**TASK BRIEF**.
Within the data below, count the lines that include "amount" and give only the count.

### RECORDS SUPPLIED ###

Issue #2926, opened 2020-04-02
memory usage seems to be growing indefinitely with simple forward configuration


sp0f:
**Describe the bug**
Memory usage is growing indefinitely with very simple @type forward configuration. I'm shipping about 10-30G of logs daily. Mostly during evening hours. td-agent at the beginning is using about 100M of RES memory but after about 12h it's 500M and half of this time it's mostly idled because there are not many logs during the night. Memory is never freed. When I switch to any 'local' output like file or stdout memory usage is very stable. I've seen the same behavior with elasticsearch output so I guess it can be something connected with network outputs ... or just my stupidity :) There are no errors in the log file. I've tried to set RUBY_GC_HEAP_OLDOBJECT_LIMIT_FACTOR=0.9 but it didn't fix the problem. Memory usage is still growing. I have two workers in my configuration This problem only occurs on the one with a high amount of logs generated during day hours (worker 0). A worker is reading about 50 files at once. It may be relevant that I have a lot of `pattern not matched` - I'm in the middle of standardizing log format for all apps.

**To Reproduce**
Run with a high amount of not perfectly formate logs.

**Expected behavior**
Stable memory usage.

**Your Environment**

- Fluentd or td-agent version: `td-agent 1.9.2`
- Operating system: `NAME="Amazon Linux"
VERSION="2"
ID="amzn"
ID_LIKE="centos rhel fedora"
VERSION_ID="2"
PRETTY_NAME="Amazon Linux 2"
ANSI_COLOR="0;33"
CPE_NAME="cpe:2.3:o:amazon:amazon_linux:2"
HOME_URL="https://amazonlinux.com/"`
- Kernel version: `4.14.171-136.231.amzn2.x86_64`

**Your Configuration**

```
<system>
  workers 2
  log_level warn
</system>

<worker 0>
  <source>
    @type tail
    path "/somepath/*/*.log"
    read_from_head true
    pos_file /var/log/td-agent/mpservice-es-pos-file
    tag mpservice-raw.*
    enable_stat_watcher false
    <parse>
      @type multiline
      time_key time
      time_format %Y-%m-%d %H:%M:%S,%L
      timeout 0.5
      format_firstline /^\d{4}-\d{2}-\d{2}/
      format1 /^(?<time>\d{4}-\d{2}-\d{2} \d{2}:\d{2}:\d{2},\d{3}) \| (?<level>.*) \| (?<class>.*) \| (?<thread>.*) \| (?<message>.*)/

    </parse>
[...]

PR #2943, opened 2020-04-10
Creating timer of purging obsolete sockets if keepalive_timeout is nil

ganmacs:
ref https://github.com/fluent/fluentd/issues/2926

If connection sockets raise some errors, the cached socket is revoked.
Revoked cached socket(`@inactive_sockets`) must be deleted by
purge_obsolete_socks method so that memory usage doesn't increase.

https://github.com/fluent/fluentd/blob/0e901e7974232dd05f098ad74ea5be956aaba0e3/lib/fluent/plugin/out_forward/connection_manager.rb#L99
https://github.com/fluent/fluentd/blob/0e901e7974232dd05f098ad74ea5be956aaba0e3/lib/fluent/plugin/out_forward/socket_cache.rb#L63

This memory leak happens when keepalive and user_auth are on.
The memory leaking is easier to detect in TLS connection than in TCP connection since a lot of error can happen in [here](https://github.com/fluent/fluentd/blob/0e901e7974232dd05f098ad74ea5be956aaba0e3/lib/fluent/plugin/out_forward/connection_manager.rb#L99).

sender
```
<source>
  @type dummy
  size 1000
  rate 450
  tag test
</source>

<match **>
  @type forward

###

**RESPONSE**.
2